● About this task:
Copy all of the records word for word.

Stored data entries

----

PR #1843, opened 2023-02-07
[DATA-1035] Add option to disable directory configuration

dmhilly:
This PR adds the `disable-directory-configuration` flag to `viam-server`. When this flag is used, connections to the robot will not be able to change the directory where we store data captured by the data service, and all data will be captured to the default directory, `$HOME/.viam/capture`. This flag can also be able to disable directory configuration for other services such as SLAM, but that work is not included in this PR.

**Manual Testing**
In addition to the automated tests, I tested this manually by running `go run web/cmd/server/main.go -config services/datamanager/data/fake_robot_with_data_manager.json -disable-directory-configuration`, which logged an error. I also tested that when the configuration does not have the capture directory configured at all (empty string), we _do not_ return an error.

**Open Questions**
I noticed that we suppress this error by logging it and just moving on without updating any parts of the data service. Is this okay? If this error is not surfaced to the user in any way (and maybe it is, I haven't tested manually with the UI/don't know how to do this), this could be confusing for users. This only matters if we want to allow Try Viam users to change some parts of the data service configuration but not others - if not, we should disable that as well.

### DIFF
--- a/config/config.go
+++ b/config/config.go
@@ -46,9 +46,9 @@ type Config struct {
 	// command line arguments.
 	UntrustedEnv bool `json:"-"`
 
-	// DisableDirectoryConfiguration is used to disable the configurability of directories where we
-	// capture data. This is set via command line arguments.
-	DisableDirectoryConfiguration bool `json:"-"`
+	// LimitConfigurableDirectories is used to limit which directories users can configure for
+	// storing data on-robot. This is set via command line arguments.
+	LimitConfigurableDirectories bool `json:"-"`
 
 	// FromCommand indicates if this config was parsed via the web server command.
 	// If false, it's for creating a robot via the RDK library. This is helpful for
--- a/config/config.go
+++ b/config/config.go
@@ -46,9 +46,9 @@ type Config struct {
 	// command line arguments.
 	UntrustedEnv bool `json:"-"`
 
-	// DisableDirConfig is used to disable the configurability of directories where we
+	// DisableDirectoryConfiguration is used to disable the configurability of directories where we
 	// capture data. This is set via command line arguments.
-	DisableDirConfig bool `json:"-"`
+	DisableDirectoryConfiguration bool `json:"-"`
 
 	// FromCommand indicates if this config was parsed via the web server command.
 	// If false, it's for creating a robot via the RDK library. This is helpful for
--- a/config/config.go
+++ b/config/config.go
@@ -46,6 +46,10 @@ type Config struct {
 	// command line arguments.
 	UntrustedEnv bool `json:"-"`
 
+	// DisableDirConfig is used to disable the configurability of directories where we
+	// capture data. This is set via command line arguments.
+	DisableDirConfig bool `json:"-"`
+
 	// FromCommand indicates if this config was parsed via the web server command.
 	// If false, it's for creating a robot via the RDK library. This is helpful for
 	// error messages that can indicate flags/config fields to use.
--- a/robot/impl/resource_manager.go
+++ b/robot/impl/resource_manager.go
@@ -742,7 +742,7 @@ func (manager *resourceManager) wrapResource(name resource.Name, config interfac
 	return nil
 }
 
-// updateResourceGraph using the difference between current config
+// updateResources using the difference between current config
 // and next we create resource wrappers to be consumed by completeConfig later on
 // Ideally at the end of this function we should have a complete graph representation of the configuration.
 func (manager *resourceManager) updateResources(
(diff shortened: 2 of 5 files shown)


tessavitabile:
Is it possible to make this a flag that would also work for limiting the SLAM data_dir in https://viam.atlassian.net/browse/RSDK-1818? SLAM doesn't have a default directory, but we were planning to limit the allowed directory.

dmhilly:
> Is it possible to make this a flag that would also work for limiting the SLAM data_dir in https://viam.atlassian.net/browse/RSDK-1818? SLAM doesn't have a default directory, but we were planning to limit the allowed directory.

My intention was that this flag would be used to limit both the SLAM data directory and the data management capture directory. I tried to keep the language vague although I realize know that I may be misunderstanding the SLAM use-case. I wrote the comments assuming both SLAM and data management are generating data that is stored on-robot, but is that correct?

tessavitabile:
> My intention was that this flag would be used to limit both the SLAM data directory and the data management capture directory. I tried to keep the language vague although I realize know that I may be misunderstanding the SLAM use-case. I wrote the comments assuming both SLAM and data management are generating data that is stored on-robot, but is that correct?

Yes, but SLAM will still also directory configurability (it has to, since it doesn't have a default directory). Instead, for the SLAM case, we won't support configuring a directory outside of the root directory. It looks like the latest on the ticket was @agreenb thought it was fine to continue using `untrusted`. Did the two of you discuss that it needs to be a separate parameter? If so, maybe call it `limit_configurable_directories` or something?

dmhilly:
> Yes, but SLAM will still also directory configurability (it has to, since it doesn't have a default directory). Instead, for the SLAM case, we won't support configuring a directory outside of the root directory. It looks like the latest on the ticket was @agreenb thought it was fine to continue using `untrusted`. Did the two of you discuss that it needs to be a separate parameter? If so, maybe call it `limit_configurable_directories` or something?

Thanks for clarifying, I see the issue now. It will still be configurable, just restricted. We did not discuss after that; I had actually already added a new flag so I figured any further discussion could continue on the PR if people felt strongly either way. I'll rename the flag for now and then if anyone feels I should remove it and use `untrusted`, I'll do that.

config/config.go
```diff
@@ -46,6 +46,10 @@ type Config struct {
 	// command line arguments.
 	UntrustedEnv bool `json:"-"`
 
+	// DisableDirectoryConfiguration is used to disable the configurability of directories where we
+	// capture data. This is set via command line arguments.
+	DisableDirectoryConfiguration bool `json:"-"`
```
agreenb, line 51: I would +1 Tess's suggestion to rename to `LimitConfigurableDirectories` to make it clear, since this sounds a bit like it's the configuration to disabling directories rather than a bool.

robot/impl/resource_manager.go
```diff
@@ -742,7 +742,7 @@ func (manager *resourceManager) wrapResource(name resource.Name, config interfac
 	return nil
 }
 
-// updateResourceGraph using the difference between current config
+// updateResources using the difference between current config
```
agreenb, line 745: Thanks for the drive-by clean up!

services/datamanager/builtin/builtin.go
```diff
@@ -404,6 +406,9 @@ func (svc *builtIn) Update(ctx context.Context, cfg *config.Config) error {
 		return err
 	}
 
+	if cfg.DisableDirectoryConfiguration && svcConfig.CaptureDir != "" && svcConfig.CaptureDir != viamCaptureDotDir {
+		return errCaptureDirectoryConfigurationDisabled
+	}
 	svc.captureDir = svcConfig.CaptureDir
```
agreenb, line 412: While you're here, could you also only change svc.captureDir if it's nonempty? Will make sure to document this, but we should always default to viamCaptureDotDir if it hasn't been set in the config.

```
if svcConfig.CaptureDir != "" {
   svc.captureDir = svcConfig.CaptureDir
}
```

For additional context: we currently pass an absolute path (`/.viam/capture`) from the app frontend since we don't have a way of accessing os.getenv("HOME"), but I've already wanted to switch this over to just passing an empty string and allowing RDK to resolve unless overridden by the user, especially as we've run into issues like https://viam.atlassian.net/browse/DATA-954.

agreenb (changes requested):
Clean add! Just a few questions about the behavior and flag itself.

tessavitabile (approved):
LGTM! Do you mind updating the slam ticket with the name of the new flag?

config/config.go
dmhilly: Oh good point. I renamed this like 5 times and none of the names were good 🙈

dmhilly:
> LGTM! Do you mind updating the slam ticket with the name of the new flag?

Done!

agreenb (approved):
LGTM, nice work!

----

● Exercise solution:
PR #1843, opened 2023-02-07
[DATA-1035] Add option to disable directory configuration

dmhilly:
This PR adds the `disable-directory-configuration` flag to `viam-server`. When this flag is used, connections to the robot will not be able to change the directory where we store data captured by the data service, and all data will be captured to the default directory, `$HOME/.viam/capture`. This flag can also be able to disable directory configuration for other services such as SLAM, but that work is not included in this PR.

**Manual Testing**
In addition to the automated tests, I tested this manually by running `go run web/cmd/server/main.go -config services/datamanager/data/fake_robot_with_data_manager.json -disable-directory-configuration`, which logged an error. I also tested that when the configuration does not have the capture directory configured at all (empty string), we _do not_ return an error.

**Open Questions**
I noticed that we suppress this error by logging it and just moving on without updating any parts of the data service. Is this okay? If this error is not surfaced to the user in any way (and maybe it is, I haven't tested manually with the UI/don't know how to do this), this could be confusing for users. This only matters if we want to allow Try Viam users to change some parts of the data service configuration but not others - if not, we should disable that as well.

### DIFF
--- a/config/config.go
+++ b/config/config.go
@@ -46,9 +46,9 @@ type Config struct {
 	// command line arguments.
 	UntrustedEnv bool `json:"-"`
 
-	// DisableDirectoryConfiguration is used to disable the configurability of directories where we
-	// capture data. This is set via command line arguments.
-	DisableDirectoryConfiguration bool `json:"-"`
+	// LimitConfigurableDirectories is used to limit which directories users can configure for
+	// storing data on-robot. This is set via command line arguments.
+	LimitConfigurableDirectories bool `json:"-"`
 
 	// FromCommand indicates if this config was parsed via the web server command.
 	// If false, it's for creating a robot via the RDK library. This is helpful for
--- a/config/config.go
+++ b/config/config.go
@@ -46,9 +46,9 @@ type Config struct {
 	// command line arguments.
 	UntrustedEnv bool `json:"-"`
 
-	// DisableDirConfig is used to disable the configurability of directories where we
+	// DisableDirectoryConfiguration is used to disable the configurability of directories where we
 	// capture data. This is set via command line arguments.
-	DisableDirConfig bool `json:"-"`
+	DisableDirectoryConfiguration bool `json:"-"`
 
 	// FromCommand indicates if this config was parsed via the web server command.
 	// If false, it's for creating a robot via the RDK library. This is helpful for
--- a/config/config.go
+++ b/config/config.go
@@ -46,6 +46,10 @@ type Config struct {
 	// command line arguments.
 	UntrustedEnv bool `json:"-"`
 
+	// DisableDirConfig is used to disable the configurability of directories where we
+	// capture data. This is set via command line arguments.
+	DisableDirConfig bool `json:"-"`
+
 	// FromCommand indicates if this config was parsed via the web server command.
 	// If false, it's for creating a robot via the RDK library. This is helpful for
 	// error messages that can indicate flags/config fields to use.
--- a/robot/impl/resource_manager.go
+++ b/robot/impl/resource_manager.go
@@ -742,7 +742,7 @@ func (manager *resourceManager) wrapResource(name resource.Name, config interfac
 	return nil
 }
 
-// updateResourceGraph using the difference between current config
+// updateResources using the difference between current config
 // and next we create resource wrappers to be consumed by completeConfig later on
 // Ideally at the end of this function we should have a complete graph representation of the configuration.
 func (manager *resourceManager) updateResources(
(diff shortened: 2 of 5 files shown)


tessavitabile:
Is it possible to make this a flag that would also work for limiting the SLAM data_dir in https://viam.atlassian.net/browse/RSDK-1818? SLAM doesn't have a default directory, but we were planning to limit the allowed directory.

dmhilly:
> Is it possible to make this a flag that would also work for limiting the SLAM data_dir in https://viam.atlassian.net/browse/RSDK-1818? SLAM doesn't have a default directory, but we were planning to limit the allowed directory.

My intention was that this flag would be used to limit both the SLAM data directory and the data management capture directory. I tried to keep the language vague although I realize know that I may be misunderstanding the SLAM use-case. I wrote the comments assuming both SLAM and data management are generating data that is stored on-robot, but is that correct?

tessavitabile:
> My intention was that this flag would be used to limit both the SLAM data directory and the data management capture directory. I tried to keep the language vague although I realize know that I may be misunderstanding the SLAM use-case. I wrote the comments assuming both SLAM and data management are generating data that is stored on-robot, but is that correct?

Yes, but SLAM will still also directory configurability (it has to, since it doesn't have a default directory). Instead, for the SLAM case, we won't support configuring a directory outside of the root directory. It looks like the latest on the ticket was @agreenb thought it was fine to continue using `untrusted`. Did the two of you discuss that it needs to be a separate parameter? If so, maybe call it `limit_configurable_directories` or something?

dmhilly:
> Yes, but SLAM will still also directory configurability (it has to, since it doesn't have a default directory). Instead, for the SLAM case, we won't support configuring a directory outside of the root directory. It looks like the latest on the ticket was @agreenb thought it was fine to continue using `untrusted`. Did the two of you discuss that it needs to be a separate parameter? If so, maybe call it `limit_configurable_directories` or something?

Thanks for clarifying, I see the issue now. It will still be configurable, just restricted. We did not discuss after that; I had actually already added a new flag so I figured any further discussion could continue on the PR if people felt strongly either way. I'll rename the flag for now and then if anyone feels I should remove it and use `untrusted`, I'll do that.

config/config.go
```diff
@@ -46,6 +46,10 @@ type Config struct {
 	// command line arguments.
 	UntrustedEnv bool `json:"-"`
 
+	// DisableDirectoryConfiguration is used to disable the configurability of directories where we
+	// capture data. This is set via command line arguments.
+	DisableDirectoryConfiguration bool `json:"-"`
```
agreenb, line 51: I would +1 Tess's suggestion to rename to `LimitConfigurableDirectories` to make it clear, since this sounds a bit like it's the configuration to disabling directories rather than a bool.

robot/impl/resource_manager.go
```diff
@@ -742,7 +742,7 @@ func (manager *resourceManager) wrapResource(name resource.Name, config interfac
 	return nil
 }
 
-// updateResourceGraph using the difference between current config
+// updateResources using the difference between current config
```
agreenb, line 745: Thanks for the drive-by clean up!

services/datamanager/builtin/builtin.go
```diff
@@ -404,6 +406,9 @@ func (svc *builtIn) Update(ctx context.Context, cfg *config.Config) error {
 		return err
 	}
 
+	if cfg.DisableDirectoryConfiguration && svcConfig.CaptureDir != "" && svcConfig.CaptureDir != viamCaptureDotDir {
+		return errCaptureDirectoryConfigurationDisabled
+	}
 	svc.captureDir = svcConfig.CaptureDir
```
agreenb, line 412: While you're here, could you also only change svc.captureDir if it's nonempty? Will make sure to document this, but we should always default to viamCaptureDotDir if it hasn't been set in the config.

```
if svcConfig.CaptureDir != "" {
   svc.captureDir = svcConfig.CaptureDir
}
```

For additional context: we currently pass an absolute path (`/.viam/capture`) from the app frontend since we don't have a way of accessing os.getenv("HOME"), but I've already wanted to switch this over to just passing an empty string and allowing RDK to resolve unless overridden by the user, especially as we've run into issues like https://viam.atlassian.net/browse/DATA-954.

agreenb (changes requested):
Clean add! Just a few questions about the behavior and flag itself.

tessavitabile (approved):
LGTM! Do you mind updating the slam ticket with the name of the new flag?

config/config.go
dmhilly: Oh good point. I renamed this like 5 times and none of the names were good 🙈

dmhilly:
> LGTM! Do you mind updating the slam ticket with the name of the new flag?

Done!

agreenb (approved):
LGTM, nice work!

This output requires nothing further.